Brett Steenbarger's blog is always great but this post is magnificent. A rare insight into what it takes to "make millions of dollars a year, Not just one year or two, but year after year."

Some of the gems in the article,


> He doesn't trade with a mechanical system, and he doesn't trade with quantitative research. Nor does he manage a portfolio. He trades with his mouse and his computer, accounting for several percent of the day's total volume all by himself.

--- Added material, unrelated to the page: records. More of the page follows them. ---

PR #3496, opened 2025-09-10
feat: add test duration caching for optimized pytest-split

greysonlalonde:
## Summary
- add workflow to generate and cache test durations per python version
- update tests workflow to use cached durations for better test distribution
- durations only update when test files change on main branch

### DIFF
--- a/src/crewai/agents/agent_adapters/langgraph/langgraph_adapter.py
+++ b/src/crewai/agents/agent_adapters/langgraph/langgraph_adapter.py
@@ -1,47 +1,56 @@
-from typing import Any, Dict, List, Optional
+"""LangGraph agent adapter for CrewAI integration.
 
-from pydantic import Field, PrivateAttr
+This module contains the LangGraphAgentAdapter class that integrates LangGraph ReAct agents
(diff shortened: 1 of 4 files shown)


.github/workflows/update-test-durations.yml
```diff
@@ -0,0 +1,71 @@
...
+          python-version: ${{ matrix.python-version }}
+          enable-cache: false
+
+      - name: Install the project
+        run: uv sync --all-groups --all-extras
+
+      - name: Run all tests and store durations
+        run: |
+          PYTHON_VERSION_SAFE=$(echo "${{ matrix.python-version }}" | tr '.' '_')
+          uv run pytest --store-durations --durations-path=.test_durations_py${PYTHON_VERSION_SAFE} -n auto
```
lucasgomide, line 53: Are we running tests twice?

greysonlalonde: Yeah, but because we need to store the durations. This should only happen on main when tests change

lucasgomide: got it

PR #3502, opened 2025-09-11
feat: add thread-safe platform context management

lucasgomide:


src/crewai/context.py
```diff
@@ -0,0 +1,25 @@
+import os
+import contextvars
+from typing import Optional
+from contextlib import contextmanager
+
+_platform_integration_token: contextvars.ContextVar[Optional[str]] = contextvars.ContextVar(
```
greysonlalonde, line 6: Might consider defaulting to the env var here contingent on behavior

lucasgomide: I will keep as fallback value inside `get_platform_integration_token`... I'm a bit worried about following your suggestion because this will be default at module import time

PR #6509, opened 2026-07-10
fix(tools)!: make tool-result caching opt-in instead of on by default

joaomdmoura:
## Summary

Fixes [EPD-180](https://linear.app/crewai/issue/EPD-180/tool-results-cached-by-default-silently-serve-stale-data-for-live-data) — flagged by the reporter as the highest-impact of the batch. Tool-result caching was on by default, so an LLM calling the same tool with identical arguments twice in one run silently received the first result without the tool executing. For live-data tools that's a confidently stale answer; for state-mutating tools the second action is silently dropped — the worst failure mode (silently wrong), and most enterprise data tools are freshness-sensitive.

## ⚠️ Behavior change (deliberate)

The ticket's expected behavior is "caching opt-in per tool — or at minimum a prominent docs warning". This PR implements **opt-in**, on the principle that the default should never produce silently wrong answers; users who want dedup can say so in one keyword. Calling it out for review since it flips a long-standing default:

- **`Crew.cache` now defaults to `False`.** `Crew(cache=True)` restores today's behavior *exactly* — agents still default to participating when a crew offers its handler, `Agent(cache=False)` still opts an agent out, and per-tool `cache_function` write-gating is unchanged.
- **Standalone agents no longer self-wire a `CacheHandler` at construction.** `Agent(cache=True)` or an explicit `cache_handler=` opts in. Notably, this self-wiring meant `Crew(cache=False)` never actually disabled caching before — agents cached through their own handler anyway; that inconsistency is fixed as a side effect.
- All caching machinery (`CacheHandler`, `ToolsHandler`, `cache_function`, cache events with `from_cache`) is untouched — only the defaults changed. Field descriptions and the setup docstring document the opt-in contract and the live-data/stateful-tool hazard.

Docs note: the in-repo docs are versioned release snapshots, so the "Create Custom Tools" page warning the ticket suggests should land with the release notes / current docs when this ships.

## Testing

- The ticket's clean-room repro (fake OpenAI client scripting two identical tool calls) now prints `actual executions: 2 / NOT REPRODUCED` by default, and `1` (dedup) when re-run with `Crew(cache=True)` — opt-in preserves the old behavior byte-for-byte.
- New `tests/test_tool_cache_default.py` (8 tests): offline end-to-end default-reexecutes + opt-in-dedupes (mirroring the repro), and agent-level wiring contracts (no cache by default; `cache=True` / `cache_handler` opt in; explicit `cache=False` refuses a crew-offered handler; default agents accept one).
- The two existing tests that exercised caching machinery via the implicit default (`test_cache_hitting_between_agents`, `test_tools_with_custom_caching`) now opt in explicitly — machinery behavior unchanged.
- Green: full `test_crew.py` (131), `test_agent.py` + `tests/tools/` (230), `test_lite_agent.py` + `test_task.py` (96), ruff, and mypy.

---

> [!NOTE]
> **High Risk**
> Flips a long-standing default that changes whether repeated identical tool calls execute or return stale cached results—a deliberate breaking change with broad runtime impact for crews and standalone agents.
> 
> **Overview**
> **Breaking behavior change:** tool-result deduplication is off unless you opt in, so identical tool calls run the tool again instead of returning a cached first result.
> 
> `Crew.cache` now defaults to **`False`**; **`Crew(cache=True)`** wires the shared `CacheHandler` to crew agents (unchanged machinery). Standalone **`Agent`** instances no longer create a `CacheHandler` at construction unless **`cache=True`** or an explicit **`cache_handler`** is set—fixing the case where **`Crew(cache=False)`** still cached via per-agent handlers.
> 
> **`Agent.cache`** remains a participation flag when a crew enables caching; **`cache=False`** still refuses a crew-offered handler. **`copy()`** now distinguishes construction-time opt-in from kickoff-time crew wiring via **`_constructor_cache_opt_in`** and **`model_fields_set`**, so defaults and crew-wired agents do not accidentally become standalone cachers. Hierarchical **manager** agents created in **`_create_manager_agent`** also receive the crew cache handler when **`cache=True`**.
> 
> Docs on **`cache`** fields and setup docstrings describe the opt-in contract and live-data/stateful-tool risk. Existing cache tests pass **`cache=True`** explicitly; new **`test_tool_cache_default.py`** covers EPD-180-style re-execution vs dedup and wiring/copy/manager edge cases.
> 
> <sup>Reviewed by [Cursor Bugbot](https://cursor.com/bugbot) for commit 818942c23245ebc67c500a8f86108a12197c648c. Bugbot is set up for automated code reviews on this repo. Configure [here](https://www.cursor.com/dashboard/bugbot).</sup>

### DIFF
--- a/lib/crewai/src/crewai/agent/core.py
+++ b/lib/crewai/src/crewai/agent/core.py
@@ -410,6 +410,13 @@ class Agent(BaseAgent):
         repeated tool calls with identical arguments always re-execute the
         tool — the safe default for live-data and state-mutating tools.
         """
+        # Recorded before any crew can offer its shared handler at kickoff,
+        # so copy() can distinguish a construction-time opt-in from runtime
+        # crew wiring (which must not turn copies into cachers).
+        self._constructor_cache_opt_in = bool(
+            self.cache
+            and (self.cache_handler is not None or "cache" in self.model_fields_set)
+        )
         opted_in = self.cache_handler is not None or (
             "cache" in self.model_fields_set and self.cache
         )
--- a/lib/crewai/src/crewai/agent/core.py
+++ b/lib/crewai/src/crewai/agent/core.py
@@ -400,10 +400,22 @@ class Agent(BaseAgent):
         return self.planning_config is not None or self.planning
 
     def _setup_agent_executor(self) -> None:
-        """Initialize the agent executor with a default cache handler."""
-        if not self.cache_handler:
-            self.cache_handler = CacheHandler()
-        self.set_cache_handler(self.cache_handler)
+        """Initialize the agent's tools handler and optional tool cache.
+
+        Tool-result caching is opt-in: a standalone agent gets a cache only
+        when it was constructed with an explicit ``cache=True`` or a
+        ``cache_handler``. Agents inside a crew additionally receive the
+        crew's shared handler when ``Crew(cache=True)``. Without an opt-in,
+        repeated tool calls with identical arguments always re-execute the
+        tool — the safe default for live-data and state-mutating tools.
+        """
+        opted_in = self.cache_handler is not None or (
+            "cache" in self.model_fields_set and self.cache
+        )
+        if opted_in:
+            if not self.cache_handler:
+                self.cache_handler = CacheHandler()
+            self.set_cache_handler(self.cache_handler)
 
     def set_knowledge(self, crew_embedder: EmbedderConfig | None = None) -> None:
         """Initialize knowledge sources with the agent or crew embedder config."""
--- a/lib/crewai/src/crewai/agents/agent_builder/base_agent.py
+++ b/lib/crewai/src/crewai/agents/agent_builder/base_agent.py
@@ -267,7 +267,14 @@ class BaseAgent(BaseModel, ABC, metaclass=AgentMeta):
         description="Configuration for the agent", default=None, exclude=True
     )
     cache: bool = Field(
-        default=True, description="Whether the agent should use a cache for tool usage."
+        default=True,
+        description=(
+            "Whether the agent participates in tool-result caching when a "
+            "cache is enabled. Caching itself is opt-in: it activates only "
+            "when the crew sets cache=True or the agent explicitly opts in "
+            "(cache=True or a cache_handler at construction). Set False to "
+            "exclude this agent even when the crew enables caching."
+        ),
     )
     verbose: bool = Field(
         default=False, description="Verbose mode for the Agent Execution"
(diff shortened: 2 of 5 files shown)


joaomdmoura:
Branch updated on latest main and all review findings addressed:

- **Bugbot: "Copy re-enables tool cache"** — fixed in e7e3af7: `copy()` drops `cache` from the dump when it wasn't explicitly set on the source, so the field default no longer reads as an opt-in on copies. Regression tests: `test_copy_of_default_agent_does_not_opt_in`, `test_copy_of_opted_in_agent_stays_opted_in`.
- **Bugbot: "Copy drops cache_handler opt-in"** — fixed in 830da77: an agent that opted in solely via an explicit `cache_handler` keeps its consent across `copy()` (carried as `cache=True`; the copy wires its own fresh handler, matching pre-change copy semantics where handler instances were never shared). Regression tests: `test_copy_of_handler_opted_in_agent_stays_opted_in`, `test_copy_of_explicit_cache_false_with_handler_stays_off`.
- **CodeRabbit: `BaseAgent.__doc__` / `Crew.__doc__` cache docs** — both class docstrings synced with the opt-in semantics in e7e3af7 (participation vs. activation, `cache=False` exclusion, live-data/state-mutating hazard).

joaomdmoura:
Addressed the new Bugbot finding (**"Hierarchical manager misses crew cache"**) in the latest commit: `_create_manager_agent()` now offers the crew's shared cache handler when the crew opted in with `cache=True` — the manager was created outside the validation-time agents loop and no longer self-wires, so its delegation tool calls never cached. A user-provided manager with `cache=False` stays excluded via the existing `set_cache_handler` gate.

Slight improvement over pre-change behavior: the manager now shares the crew's handler (dedup across manager and workers) instead of maintaining a private one.

Regression tests: `TestHierarchicalManagerCacheWiring` — manager wired when `cache=True`, unwired by default, and explicit `cache=False` manager excluded. Hierarchical/manager crew tests (16) all green.

joaomdmoura:
Addressed the new Bugbot finding (**"Copy enables cache after crew"**): the previous fix inferred consent from any wired `cache_handler`, which couldn't distinguish a construction-time opt-in from the crew's shared handler offered at kickoff. The opt-in signal is now recorded in `_setup_agent_executor` — which runs at construction, before any crew wiring can happen — as `_constructor_cache_opt_in`, and `copy()` consults that flag instead of inspecting `cache_handler` after the fact.

Resulting matrix (all covered by tests in `TestAgentCacheWiring`):
- constructor `cache=True` or `cache_handler=…` → copy stays opted in (fresh handler)
- explicit `cache=False` (with or without handler) → copy stays off
- default agent wired by `Crew(cache=True)` at kickoff → **copy stays off** (new)
- plain default agent → copy stays off

lorenzejay (approved):

PR #6511, opened 2026-07-10
fix(tools): raise ToolUsageError instead of bare raise in _original_tool_calling

Aakash326:
Fixes #6430.

The bare `raise` in the non-dict-arguments branch of `_original_tool_calling`
had no active exception to re-raise, so Python raised
`RuntimeError: No active exception to re-raise` instead of a meaningful
`ToolUsageError`. Replaced it with an explicit `raise ToolUsageError(...)`
matching the sibling `return` statement and the pattern used elsewhere in
this method.

Added regression test covering both `raise_error=True` and `raise_error=False`
paths.


ErenAta16 (commented):

PR #6512, opened 2026-07-10
fix: replace bare raise outside except block with explicit ToolUsageError

gautamkishore:
In `_original_tool_calling`, the bare `raise` on the non-dict branch (line 853) is outside any active exception handler — Python raises `RuntimeError: No active exception to re-raise` instead of the intended `ToolUsageError`.

The other bare `raise` (line 848) is inside the `except Exception:` block and is correct.

Fixes #6430

### DIFF
--- a/lib/crewai/src/crewai/tools/tool_usage.py
+++ b/lib/crewai/src/crewai/tools/tool_usage.py
@@ -850,7 +850,7 @@ class ToolUsage:
 
         if not isinstance(arguments, dict):
             if raise_error:
-                raise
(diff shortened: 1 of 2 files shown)


ErenAta16 (commented):

gautamkishore:
Good point @ErenAta16 — updated to construct the error once and reuse it for both branches, with a comment explaining why the bare raise was wrong. Also added a return-path test alongside the raise-path one. Thanks for the comparison across the dupes!

PR #6515, opened 2026-07-11
fix: native tool calls broken over OpenAI Responses API

theCyberTech:
## Summary

Native tool calling failed for any LLM(api="responses") configuration that used tools. Three bugs caused this failure.

Bug 1: is_tool_call_list() did not recognize the Responses API tool-call format. This function checks the tool-call format for Chat Completions, Anthropic, Bedrock, and Gemini. It did not check the Responses API's flat format: {"id", "name", "arguments"}. As a result, the code treated a real tool call as plain text. The agent returned the raw tool-call JSON as its final answer. It did not call the tool.

Bug 2: extract_tool_call_info() read the wrong key for tool arguments. In the dict branch, the function read only the "input" key. It did not read the "arguments" key. Even after Bug 1 is fixed, this bug causes the tool to run with empty arguments.

Bug 3: _prepare_responses_params() sent the wrong message shape to the Responses API. This function passed Chat-Completions-style tool_calls and tool-role messages directly as Responses API input items. The Responses API does not accept this shape. It requires separate function_call and function_call_output items instead. This mismatch caused a 400 error on the second turn of any multi-turn tool-calling conversation.

## Files changed:

crewai/utilities/agent_utils.py — fixes Bug 1 and Bug 2
crewai/llms/providers/openai/completion.py — fixes Bug 3

## Verification:
I ran a tool-using agent against a real OpenAI-compatible model server (vLLM).
Before the fix: the agent returned the tool-call JSON as its answer. It never called the tool.
After the fix: the agent calls the tool, gets the real result, and completes the task across multiple turns.

## Test plan:

Added regression tests for is_tool_call_list() and extract_tool_call_info() in tests/utilities/test_agent_utils.py. These tests cover the Responses API shape. They fail against the old code and pass against the fix. The existing 77 tests in this suite still pass.
Added regression tests for _convert_message_to_responses_input_items() and _prepare_responses_params() in tests/llms/openai/test_openai.py. These tests cover assistant tool_calls, tool-role results, and a full multi-turn conversation. They fail against the old code and pass against the fix. 101 tests in test_openai.py pass, with no regressions in tests/llms/openai_compatible/.
Ran a manual end-to-end test with a tool-using agent against a real Responses-API-compatible local model server. The tool executes with the correct arguments. The task completes with the correct output.


lib/crewai/src/crewai/llms/providers/openai/completion.py
```diff
@@ -668,6 +668,44 @@ async def _acall_responses(
...
+
+        The Responses API has no message shape for an assistant turn carrying
+        ``tool_calls`` or for a ``tool`` role reply - those become standalone
+        ``function_call`` / ``function_call_output`` input items instead. Plain
+        user/assistant text messages pass through unchanged (accepted as-is by
+        the Responses API's lenient "easy input message" shape).
+        """
+        role = message.get("role")
+
+        if role == "assistant" and message.get("tool_calls"):
```
joaomdmoura, line 767: **Assistant text is dropped when a message carries both `content` and `tool_calls`.**

This branch returns only `function_call` items, discarding any assistant text. The framework's own history writers always set `content: None`, so no in-framework impact — but this is a general converter on the public `LLM.call(messages=...)` path, and Chat-Completions-style histories from external callers legitimately carry assistant text alongside tool calls ("I'll fetch that page…"). That text now silently disappears from the model's context.

Cheap fix — emit the text item first:

```python
if role == "assistant" and message.get("tool_calls"):
    items: list[dict[str, Any] | LLMMessage] = []
    if message.get("content"):
        items.append({"role": "assistant", "content": message["content"]})
    for tool_call in message["tool_calls"]:
        ...
```

Plus a test for the combined shape.

lib/crewai/src/crewai/llms/providers/openai/completion.py
```diff
@@ -668,6 +668,44 @@ async def _acall_responses(
...
+            items: list[dict[str, Any] | LLMMessage] = []
+            for tool_call in message["tool_calls"]:
+                function = tool_call.get("function", {})
+                items.append(
+                    {
+                        "type": "function_call",
+                        "call_id": tool_call.get("id", ""),
+                        "name": function.get("name", ""),
+                        "arguments": function.get("arguments", ""),
```
joaomdmoura: **Harden against dict-valued `arguments` and missing `id` — this PR's own target scenario.**

The Responses API requires `arguments` to be a JSON *string*; some OpenAI-compatible integrations put a **dict** here, which will 400. Mirror the guard the history writer already uses (`agent_utils.py`'s `tool_calls_to_report`):

```python
args = function.get("arguments", "")
items.append(
    {
        "type": "function_call",
        "call_id": tool_call.get("id") or f"call_{id(tool_call)}",
        "name": function.get("name", ""),
        "arguments": args if isinstance(args, str) else json.dumps(args),
    }
)
```

The `call_id` fallback matters too: servers that omit tool-call ids would otherwise produce `call_id: ""`, which the API rejects — `extract_tool_call_info()` already synthesizes ids the same way. Low probability given framework-written history, but the PR exists because of OpenAI-compatible-server drift (vLLM), so belt-and-suspenders is warranted here.

lib/crewai/src/crewai/llms/providers/openai/completion.py
```diff
@@ -683,7 +721,7 @@ def _prepare_responses_params(
         - Internally-tagged tool format (flat structure)
         """
         instructions: str | None = self.instructions
-        input_messages: list[LLMMessage] = []
+        input_messages: list[Any] = []
```
joaomdmoura: Nit: `list[dict[str, Any] | LLMMessage]` (the helper's return type) would keep some type safety instead of dropping to `list[Any]`.

lib/crewai/src/crewai/utilities/agent_utils.py
```diff
@@ -1270,6 +1277,13 @@ def is_tool_call_list(response: list[Any]) -> bool:
     # Bedrock-style
     if isinstance(first_item, dict) and "name" in first_item and "input" in first_item:
         return True
+    # OpenAI Responses API-style (flat dict, no nested "function" key)
+    if (
+        isinstance(first_item, dict)
+        and "name" in first_item
+        and "arguments" in first_item
+    ):
+        return True
```
joaomdmoura, line 1415: Worth a short code comment acknowledging the tradeoff: any list-of-dicts with `name`+`arguments` now classifies as a tool-call list, including hypothetical structured answers shaped that way. Same risk class as the Bedrock `name`+`input` check above, and only provider paths returning Python lists are exposed — acceptable, but future readers should know it was a deliberate choice. (A `"type": "function_call"` discriminator emitted by `_extract_function_calls_from_response()` would make this airtight as a follow-up.)

joaomdmoura (dismissed):
Thanks — the diagnosis is right and I verified the core fix against the framework's own message flow before reviewing:

- The flat tool-call dicts come from `_extract_function_calls_from_response()`, which maps the SDK's `item.call_id` into `"id"` — so `extract_tool_call_info()` picks up the **correct correlation id**, and the converter's `function_call.call_id` ↔ `function_call_output.call_id` pairing round-trips correctly.
- Both history writers (`agent_executor.py` / `agent_utils.py`) always emit CC-shaped `tool_calls` with `content: None` and **string** arguments, so the converter's assumptions match everything the framework itself produces.
- `_prepare_responses_params()` is the single choke point for sync and async, so streaming is covered too.
- The new `is_tool_call_list` / `extract_tool_call_info` branches are additive and can't change CC/Bedrock/Anthropic/Gemini outcomes.

Test quality is good: exact-shape assertions, negative-space checks (no leftover CC-only keys), and still-recognized cases for the other provider shapes.

Requesting changes for two small hardening items (inline) — both matter precisely because this PR's target is OpenAI-*compatible* servers, where shape drift is the norm. One nit inline as well.

On the broadened `is_tool_call_list` classification (any dict with `name`+`arguments`): I'd accept it as-is — it's the same risk class as the pre-existing Bedrock `name`+`input` check, and only provider paths that return Python lists are exposed. Tightening isn't possible without changing the producer; if we want it airtight later, add `"type": "function_call"` to `_extract_function_calls_from_response()`'s dicts and check it — follow-up, not a blocker.

Missing test coverage matching the two inline items: assistant message with both `content` and `tool_calls`, and dict-valued `arguments` reaching the converter.

theCyberTech:
@copilot resolve the merge conflicts in this pull request

Vidit-Ostwal:
@coderabbitai full review.

lib/crewai/src/crewai/llms/providers/openai/completion.py
```diff
@@ -765,18 +765,23 @@ def _to_responses_input(message: LLMMessage) -> list[Any]:
...
+                args = function.get("arguments")
+                if args is None or args == "":
+                    args = "{}"
+                elif not isinstance(args, str):
+                    args = json.dumps(args)
                 items.append(
                     {
                         "type": "function_call",
-                        "call_id": call.get("id", ""),
+                        "call_id": call.get("id") or f"call_{id(call)}",
```
Vidit-Ostwal: Instead of this `"call_id": call.get("id") or f"call_{id(call)}",`, I would keep it same 

`"call_id": call.get("id", ""),`
Teh reason being it's better to know that we are not able to populate the id, rather than creating a different object, altogether.

Vidit-Ostwal:
Rest looks good to me, LGTM
Accidentaly closed it, my bad

Vidit-Ostwal (approved):

lucasgomide (approved):

PR #6519, opened 2026-07-11
fix(security): eliminate DNS rebinding TOCTOU and add SSRF validation to MCP tools

ashusnapx:
## Summary

Fixes two SSRF security vulnerabilities in crewai-tools.

**Closes #6504**

---

### Vulnerability 1: DNS Rebinding (TOCTOU) in SSRF protection

`validate_url()` resolved DNS and checked the IP, then returned the URL as a string. The subsequent `requests.get()` resolved DNS **again**, creating a TOCTOU window where the DNS record could change between validation and connection.

**Attack scenario**: Attacker registers a domain that first resolves to a public IP (passes validation), then quickly changes to `169.254.169.254` (cloud metadata) before the connection is made.

**Fix**:
- Added `validate_url_and_resolve()` → returns `ValidatedURL(url, resolved_ip)`
- Added `PinnedIPAdapter` — a `requests.HTTPAdapter` that pins TCP connections to the pre-resolved IP
- Updated `safe_get()` to use the pinned adapter for every request (including redirect targets)
- Refactored `validate_url()` to share validation logic via `_validate_url_common()`

```
Before:  validate_url(url) → requests.get(url)          # DNS resolved twice
After:   validate_url_and_resolve(url) → session.get(url) # DNS resolved once, IP pinned
```

**PinnedIPAdapter implementation**:
- Overrides `send()` to rewrite the URL, replacing hostname with the pinned IP
- Sets `Host` header to the original hostname for virtual hosting
- Overrides `init_poolmanager()` to configure `assert_hostname=False` for correct TLS SNI when the URL contains an IP address
- No `server_hostname` kwarg injected into `send()` — keeps kwargs compatible with `HTTPAdapter.send()` signature

### Vulnerability 2: MCP tools bypass SSRF validation entirely

MCP tool wrappers (`mcp_tool_wrapper.py`, `mcp_native_tool.py`) passed arguments directly to MCP servers without any URL validation. An agent using an MCP fetch server could be instructed to access internal URLs, cloud metadata, etc.

**Fix**:
- Added `validate_mcp_server_url()` — validates the MCP server connection URL
- Added `validate_mcp_tool_args_for_urls()` — recursively scans string arguments for URLs (`http`, `https`, `file`) and validates each one against the SSRF guard
- Both MCP wrappers now validate server URL and tool arguments before execution
- Extracted shared helpers into `mcp_security.py` to eliminate duplication
- Added `_clean_url()` to strip trailing prose delimiters (`)`, `,`, `.`) from regex-matched URLs before validation

```python
# Before: MCP tool arguments passed directly to server
result = await session.call_tool(tool_name, kwargs)

# After: URLs in arguments are validated first
validate_mcp_server_url(server_url)
validate_mcp_tool_args_for_urls(kwargs)
result = await session.call_tool(tool_name, kwargs)
```

### Files Changed

| File | Change |
|---|---|
| `security/safe_path.py` | Added `ValidatedURL`, `validate_url_and_resolve()`, `PinnedIPAdapter` (URL-level IP pinning + pool manager SNI), refactored `validate_url()` |
| `security/safe_requests.py` | Updated `safe_get()` to use pinned sessions |
| `tools/mcp_security.py` | **New** — shared SSRF validation helpers with `_clean_url()` for prose-safe URL extraction |
| `tools/mcp_tool_wrapper.py` | Added server URL + argument SSRF validation (imports from shared module) |
| `tools/mcp_native_tool.py` | Added argument SSRF validation (imports from shared module), fixed `_run_async` indentation |
| `tests/mcp/test_mcp_ssrf.py` | 17 tests — shared validation + native MCP path coverage |
| `tests/utilities/test_safe_requests.py` | Updated for pinned session + behavioral adapter tests (HTTP + HTTPS) |

### Tests

```
56 passed, 0 failed
- 30 safe_path tests (existing, all pass)
- 9 safe_requests tests (updated for pinned session + behavioral adapter tests)
- 17 MCP SSRF tests (shared validation + native MCP path coverage)
```

### Verification

```bash
# Security tests
pytest lib/crewai-tools/tests/utilities/test_safe_path.py -v
pytest lib/crewai-tools/tests/utilities/test_safe_requests.py -v
pytest lib/crewai/tests/mcp/test_mcp_ssrf.py -v

# Lint + type check
ruff check lib/crewai-tools/src/crewai_tools/security/ lib/crewai/src/crewai/tools/mcp_security.py lib/crewai/src/crewai/tools/mcp_tool_wrapper.py lib/crewai/src/crewai/tools/mcp_native_tool.py
mypy lib/crewai/src/crewai/tools/mcp_security.py lib/crewai/src/crewai/tools/mcp_native_tool.py lib/crewai/src/crewai/tools/mcp_tool_wrapper.py lib/crewai-tools/src/crewai_tools/security/safe_path.py
```

### DIFF
--- a/lib/crewai-tools/src/crewai_tools/security/safe_path.py
+++ b/lib/crewai-tools/src/crewai_tools/security/safe_path.py
@@ -275,13 +275,19 @@ class PinnedIPAdapter(HTTPAdapter):
 
     Implementation: overrides ``send()`` to rewrite the request URL,
     replacing the hostname with the pinned IP and setting the ``Host``
-    header to the original hostname. For HTTPS, ``server_hostname`` is
-    set on the SSL context so TLS SNI works correctly.
+    header to the original hostname.  ``init_poolmanager`` is overridden
+    to configure ``assert_hostname=False`` so that TLS SNI verification
+    works correctly when the URL contains an IP address.
     """
 
     def __init__(self, resolved_ip: str, **kwargs: Any) -> None:
         super().__init__(**kwargs)
         self._resolved_ip = resolved_ip
+
+    def init_poolmanager(self, *args: Any, **kwargs: Any) -> None:
+        """Configure pool manager with assert_hostname=False for IP-pinned HTTPS."""
+        super().init_poolmanager(*args, **kwargs)  # type: ignore[no-untyped-call]
+        self.poolmanager.assert_hostname = False
 
     def send(self, request: Any, **kwargs: Any) -> Any:  # type: ignore[override]
         """Send the request, rewriting the URL to use the pinned IP."""
@@ -302,19 +308,11 @@ class PinnedIPAdapter(HTTPAdapter):
                 auth += f":{parsed.password}"
             pinned_netloc = f"{auth}@{pinned_netloc}"
 
-        pinned_url = urlunparse(
-            parsed._replace(netloc=pinned_netloc)
-        )
+        pinned_url = urlunparse(parsed._replace(netloc=pinned_netloc))
         request.url = pinned_url
 
         # Set Host header to original hostname for virtual hosting
-        if request.headers.get("Host") is None:
-            request.headers["Host"] = original_host
         if "host" not in {k.lower() for k in request.headers}:
             request.headers["Host"] = original_host
-
-        # For HTTPS, ensure TLS SNI uses the original hostname
-        if parsed.scheme == "https":
-            kwargs.setdefault("server_hostname", original_host)
 
         return super().send(request, **kwargs)
--- a/lib/crewai-tools/src/crewai_tools/security/safe_path.py
+++ b/lib/crewai-tools/src/crewai_tools/security/safe_path.py
@@ -19,7 +19,6 @@ from typing import Any
 from urllib.parse import urlparse
 
 from requests.adapters import HTTPAdapter
-import urllib3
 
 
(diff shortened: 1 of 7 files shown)


ErenAta16:
Checked `PinnedIPAdapter.init_poolmanager` specifically, since disabling hostname checks to fix DNS rebinding is a real trade to verify carefully. `self.poolmanager.assert_hostname = False` disables urllib3's hostname-matching step (does the presented certificate's CN/SAN match the host you're connecting to), it doesn't disable chain-of-trust verification, `cert_reqs` isn't touched here, so a self-signed cert still won't pass. But hostname matching being off means any certificate issued by a trusted CA, for any domain, is accepted for the connection. An attacker positioned to intercept traffic to the pinned IP (which, notably, is exactly the DNS-rebinding-adjacent threat model this PR is defending against) only needs a CA-signed cert for a domain they control, trivial to get, not one matching the target hostname.

The standard fix for "connect to a pinned IP over HTTPS while still verifying the cert against the original hostname" is to keep hostname verification on and explicitly pass the original hostname as `server_hostname` for the TLS handshake (SNI and cert matching both use it), rather than turning verification off. That's what libraries built specifically for this (e.g. `forcediphttpsadapter`) do. Worth fixing before merge, this adapter is now used for every HTTPS request through `safe_get`, not just ones that hit the DNS-rebinding case specifically.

Of the most Liquid contract out there!


> conservatively say Marc trades 60 times per day with an average of 400 contracts per trade. That's 24,000 contracts per day. It's also about 6,000,000 contracts per year




6 Mil round trips. thats atleast 6 mil of brokerage per year! Holy 


> aggressive competitors who wear their emotions on their sleeves..............If non-emotionality were a necessary ingredient of trading success, Marc would have gone belly up long ago.




Ha! Love it this from a trading Psychologist!


> ...you need the drive to continually adapt to changing market conditions; and you need enough capital. I have never met a successful trader who makes money by doubling his or her money every year.  Their success is measured in *their consistency*, not in their ability to make occasional big scores.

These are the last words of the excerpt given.